To assess the effectiveness of their framework, the research team evaluated the models on AgencyBench, a benchmark specifically designed to measure agentic skills, alongside other established benchmarks for tool use and coding. They fine-tuned GLM-4.5, a powerful open-source model, using their 78-sample dataset and compared its performance against several leading models, including the base GLM-4.5, Kimi-K2-Instruct, and DeepSeek-V3.1.

The results were striking. The LIMI-trained model achieved an average score of 73.5% on AgencyBench, significantly outperforming all baseline models, the highest of which (GLM-4.5) scored only 45.1%. This superiority extended to other benchmarks covering tool use, coding, and scientific computing, where LIMI consistently outperformed all competitors.

Perhaps most notably, the study revealed that the model trained on just 78 examples surpassed models trained with 10,000 samples from another dataset, delivering superior performance with 128 times less data. This finding fundamentally reshapes the way we approach the development of autonomous AI systems, suggesting that mastering agency requires a deeper understanding of its essence rather than merely scaling training data.

Implications for Enterprise Applications

The implications of this research are profound, particularly for enterprises seeking to harness the power of AI. Traditionally, organizations have invested significant resources into collecting vast datasets to train their AI models. However, the LIMI framework offers a practical alternative. By focusing on creating small, high-quality datasets, companies can leverage their in-house talent and subject matter experts to develop bespoke agentic tasks without the need for massive data collection projects.

This shift in approach lowers the barrier to entry for organizations looking to build custom AI agents tailored to their specific workflows. Instead of relying on extensive datasets that may be difficult or expensive to obtain, businesses can now concentrate on curating a limited number of high-quality examples that align closely with their operational needs.
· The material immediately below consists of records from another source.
PR #170, opened 2018-05-15
Add build-add-artifact command to support adding priorly uploaded artifacts to build info

rein-achten:
In case one uploads artifacts by other means than the JFrog CLI while
wanting to leverage JFrog CLI to upload builds, the build-add-artifact
command allows one to add priorly uploaded artifacts to the local
build info.

When publishing that build, these artifacts get tagged with the build
name and -number.

For the sake of consistency, artifacts uploaded by means of the
upload command will also only get tagged when the build is published.

Notes:
* This PR is work-in-progress. Before proceeding, I'd like to get some feedback on the WIP. I still need to:
    * ~~Add support for spec files~~
    * Add new tests and update existing tests.
    * Prevent tagging artifacts that already tagged with the same build name and number to avoid redundant REST calls to Artifactory.
* This PR is the continuation of [PR-77](https://github.com/JFrogDev/jfrog-cli-go/pull/77), which I'll close in a bit.


jfrog-cli/artifactory/commands/npm/publish.go
```diff
@@ -161,9 +161,9 @@ func (npmp *npmPublish) doDeploy(target string, artDetails *config.ArtifactoryDe
 
 func (npmp *npmPublish) saveArtifactData() error {
 	log.Debug("Saving npm package artifact build info data.")
-	var buildArtifacts []buildinfo.Artifact
+	var buildArtifacts []buildinfo.InternalArtifact
```
rein-achten: Wasn't too sure if this would break something; this change implies that the `build.name` and `build.number` properties will be set on these artifacts at the moment the build is uploaded.

Can someone shed their light on whether or not this has nasty side-effects?

rein-achten:
Guess I'm stupid, but I can't seem to request any reviewers. Can anyone please provide some feedback?

eyalbe4:
@rein-achten,
Thank you for the pull request. We do want to see this functionality as part of the CLI.
Give us a few more days  - we'll review it soon.

rein-achten:
@eyalbe4 thanks for the quick feedback. I'm not that much of a hurry, especially given it was silent from my part for more than half a year :)

Thanks for your help, looking forward to the feedback!

jfrog-cli/artifactory/commands/buildinfo/addartifact.go
```diff
@@ -0,0 +1,70 @@
...
+	var buildArtifacts []buildinfo.InternalArtifact
+	for i := 0; i < len(addArtifactSpec.Files); i++ {
+		params, err := addArtifactSpec.Get(i).ToArtifatorySearchParams(); if err != nil {
+			return nil, err
+		}
+		resultItems, err := servicesManager.Search(&clientutils.SearchParamsImpl{ArtifactoryCommonParams: params}); if err != nil {
+			return nil, err
+		}
+		for _, resultItem := range resultItems {
+			artifactPath := resultItem.Repo + "/" + resultItem.Path + "/" + resultItem.Name
```
eyalbe4: I think there's a bug here, because *resultItem.Path* can have **.** as a value.
The *GetItemRelativePath* method of the *ResultItem* struct already takes care of it and should be probably used instead.
BTW,

rein-achten:
Thanks for the comments so far, @eyalbe4! I'll try and make some time for making changes and adding tests soon.

jfrog-cli/artifactory/cli.go
```diff
@@ -266,6 +267,18 @@ func GetCommands() []cli.Command {
 				buildDistributeCmd(c)
 			},
 		},
+		{
+			Name:      "build-add-artifact",
```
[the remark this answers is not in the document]
rein-achten: Agreed, will change.

jfrog-cli/artifactory/commands/buildinfo/addartifact.go
```diff
@@ -0,0 +1,70 @@
...
+	}
+	err = utils.SavePartialBuildInfo(flags.BuildName, flags.BuildNumber, populateFunc); if err != nil {
+		return
+	}
+
+	log.Info("Successfully added artifact to build info")
+	return
+}
+
+func getBuildArtifacts(servicesManager *artifactory.ArtifactoryServicesManager, addArtifactSpec *spec.SpecFiles) ([]buildinfo.InternalArtifact, error) {
```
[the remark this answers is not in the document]
rein-achten: Will change name to `searchArtifacts`. Will also remove `servicesManager` parameter, this is a leftover from earlier work-in-progress and its acquisition should indeed move to this function as it's not used elsewhere.

jfrog-cli/artifactory/commands/buildinfo/addartifact.go
```diff
@@ -0,0 +1,70 @@
...
+	"github.com/jfrogdev/jfrog-cli-go/jfrog-cli/utils/config"
+	"github.com/jfrogdev/jfrog-cli-go/jfrog-client/artifactory"
+	"github.com/jfrogdev/jfrog-cli-go/jfrog-client/utils/errorutils"
+	"github.com/jfrogdev/jfrog-cli-go/jfrog-client/utils/log"
+	"github.com/jfrogdev/jfrog-cli-go/jfrog-client/artifactory/buildinfo"
+	clientutils "github.com/jfrogdev/jfrog-cli-go/jfrog-client/artifactory/services/utils"
+)
+
+func AddArtifact(addArtifactSpec *spec.SpecFiles, flags *BuildAddArtifactConfiguration) (err error) {
+	log.Info("Adding artifacts to build info " + flags.BuildName + " #" + flags.BuildNumber + "...")
```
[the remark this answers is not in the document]
rein-achten: Logging is not necessarily very consistent throughout the code; e.g. sometimes happy flow is logged whereas in other cases merely error flow is logged. I'll try and change accordingly to make things more consistent.

jfrog-cli/artifactory/commands/buildinfo/addartifact.go
```diff
@@ -0,0 +1,70 @@
...
+	"github.com/jfrogdev/jfrog-cli-go/jfrog-cli/artifactory/spec"
+	"github.com/jfrogdev/jfrog-cli-go/jfrog-cli/utils/config"
+	"github.com/jfrogdev/jfrog-cli-go/jfrog-client/artifactory"
+	"github.com/jfrogdev/jfrog-cli-go/jfrog-client/utils/errorutils"
+	"github.com/jfrogdev/jfrog-cli-go/jfrog-client/utils/log"
+	"github.com/jfrogdev/jfrog-cli-go/jfrog-client/artifactory/buildinfo"
+	clientutils "github.com/jfrogdev/jfrog-cli-go/jfrog-client/artifactory/services/utils"
+)
+
+func AddArtifact(addArtifactSpec *spec.SpecFiles, flags *BuildAddArtifactConfiguration) (err error) {
```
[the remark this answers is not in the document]
rein-achten: Ok. However, I guess I can only either return all succeeded or all failed. Unlike with the `AddDependencies` command, I don't know the amount of artifacts referenced by the spec file until I've queried Artifactory.

jfrog-cli/artifactory/commands/buildinfo/addartifact.go
```diff
@@ -0,0 +1,70 @@
...
+	log.Info("Adding artifacts to build info " + flags.BuildName + " #" + flags.BuildNumber + "...")
+
```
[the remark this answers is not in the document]
rein-achten: Ok.

jfrog-cli/artifactory/commands/buildinfo/addartifact.go
rein-achten: Overlooked this convenience function. It seems to return the expected path, so will use this instead.

rein-achten:
@eyalbe4 Could you have another look? Before adding a test, I'd like the code to be mostly in an acceptable state.

jfrog-cli/artifactory/commands/buildinfo/publish.go
```diff
@@ -4,7 +4,10 @@ import (
 	"fmt"
 	"github.com/jfrog/jfrog-cli-go/jfrog-cli/artifactory/utils"
 	"github.com/jfrog/jfrog-cli-go/jfrog-cli/utils/config"
+        "github.com/jfrog/jfrog-cli-go/jfrog-client/artifactory"
```
rein-achten: Will fix indentation.

jfrog-cli/artifactory/commands/buildinfo/addartifacts.go
```diff
@@ -0,0 +1,73 @@
...
+		populateFunc := func(partial *buildinfo.Partial) {
+			partial.Artifacts = buildArtifacts
+		}
+		err = utils.SavePartialBuildInfo(configuration.BuildName, configuration.BuildNumber, populateFunc); if err != nil {
+			return 0, len(buildArtifacts), err
+		}
+
+		return len(buildArtifacts), 0, err
+	} else {
+		return 0, 0, nil
```
eyalbe4: There's no reason to always return 0, 0 if dry-run is used. The information about the total of affected files is useful also  with dry-run. You look at the *AddDependencies* function (used by the build-add-dependencies command) as a reference. It makes sense for the two commands (build-add-dependencies and build-add-artifacts) to be consistent in terms of behavior.

jfrog-cli/artifactory/commands/buildinfo/addartifacts.go
```diff
@@ -0,0 +1,73 @@
...
+		for _, resultItem := range resultItems {
+			artifactPath := resultItem.GetItemRelativePath()
+			artifact := buildinfo.InternalArtifact{Path: artifactPath, Checksum: &buildinfo.Checksum{}}
+			artifact.Sha1 = resultItem.Actual_Sha1
+			artifact.Md5 = resultItem.Actual_Md5
+			buildArtifacts = append(buildArtifacts, artifact)
+		}
+	}
+
+	if len(buildArtifacts) == 0 {
```
eyalbe4: We should not automatically throw an error here. An error should be thrown if the *fail-no-op* option is set to true. You can use the code in *cli.go* to take care of this for you.
The fact the option does not exist for the *build-add-dependencies* is a bug. We'll soon add it.

jfrog-cli/artifactory/commands/buildinfo/publish.go
```diff
@@ -225,6 +235,22 @@ func createExcludeFilter(pattern string) filterFunc {
...
+	for _, partial := range partials {
+		switch {
+		case partial.Artifacts != nil:
+			for _, artifact := range partial.Artifacts {
+				resultItems = append(resultItems, rtclientutils.ResultItem{Path: artifact.Path})
+			}
+		}
+	}
+
+	props := "build.name=" + buildInfo.Name + ";build.number=" + buildInfo.Number
```
eyalbe4: We should not build the build properties string by ourselves, but use the existing *CreateBuildProperties* API to do it for us. It also tales care of adding the *build.timestamp* property to the string.

jfrog-cli/artifactory/commands/buildinfo/publish.go
```diff
@@ -225,6 +235,22 @@ func createExcludeFilter(pattern string) filterFunc {
 	}
 }
 
+func setBuildInfoPropertiesForArtifacts(servicesManager *artifactory.ArtifactoryServicesManager, buildInfo *buildinfo.BuildInfo, partials buildinfo.Partials) error {
+	var resultItems []rtclientutils.ResultItem
+	for _, partial := range partials {
```
eyalbe4: This switch case can be simplified to:
*if partial.Artifacts != nil {*

jfrog-cli/artifactory/commands/buildinfo/publish.go
```diff
@@ -17,7 +20,12 @@ func Publish(buildName, buildNumber string, config *buildinfo.Configuration, art
 		return err
 	}
 
-	buildInfo, err := createBuildInfoFromPartials(buildName, buildNumber, config, artDetails)
+	buildInfo, partials, err := createBuildInfoFromPartials(buildName, buildNumber, config, artDetails)
+	if err != nil {
+		return err
+	}
+
```
eyalbe4: Why are doing *setBuildInfoPropertiesForArtifacts* are part fo the *build-publish* command?
This actually adds a setProps request to Artifactory for every published build (even if the files had already been tagged). The *build-add-artifacts* command should do tag the artifacts (set the props) by itself.

eyalbe4:
@rein-achten,
Will you be available to continue working on this?

rein-achten:
@eyalbe4 I have a hard time finding the time at this moment. Will try to continue working on this soon.

jfrog-cli/artifactory/commands/buildinfo/addartifacts.go
rein-achten: In a dry-run, I shouldn't actually query the Artifactory server, right? Since querying Artifactory is necessary to get a list of affected artifacts (as opposed to the `build-add-dependencies` command that obtains this from the local file system), I don't see how I can return anything else.

eyalbe4:
@rein-achten,
Would you like me review the code again? If so, feel free to resolve the conflicts and let me know.
I'll try to be responsive so that we can push this forward faster.

eyalbe4:
@rein-achten,
I'm closing this PR for now. We can always recreate the PR and resume this the work on this initiative.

As industries transition from viewing AI as a mere tool for analysis to recognizing its potential as a working agent capable of executing tasks autonomously, the LIMI framework provides a sustainable pathway for cultivating truly agentic intelligence. This evolution in thinking about AI could lead to more efficient and effective applications across various sectors, from software development to scientific research.

Conclusion

The LIMI framework represents a significant advancement in the field of artificial intelligence, challenging conventional wisdom about the necessity of large datasets for training autonomous agents. By demonstrating that high-quality, strategically curated data can yield superior results, this research opens up new avenues for developing intelligent AI systems that can operate effectively in real-world scenarios.

As organizations increasingly seek to leverage AI for a wide range of applications, the insights gained from this study will undoubtedly influence future research and development efforts. The ability to create powerful AI agents with minimal data not only enhances efficiency but also democratizes access to advanced AI capabilities, empowering businesses of all sizes to innovate and thrive in an increasingly competitive landscape.

In summary, the LIMI framework underscores the importance of data quality over quantity in the pursuit of intelligent agency. As researchers continue to explore the boundaries of AI, the lessons learned from this study will play a crucial role in shaping the future of autonomous systems and their integration into everyday workflows.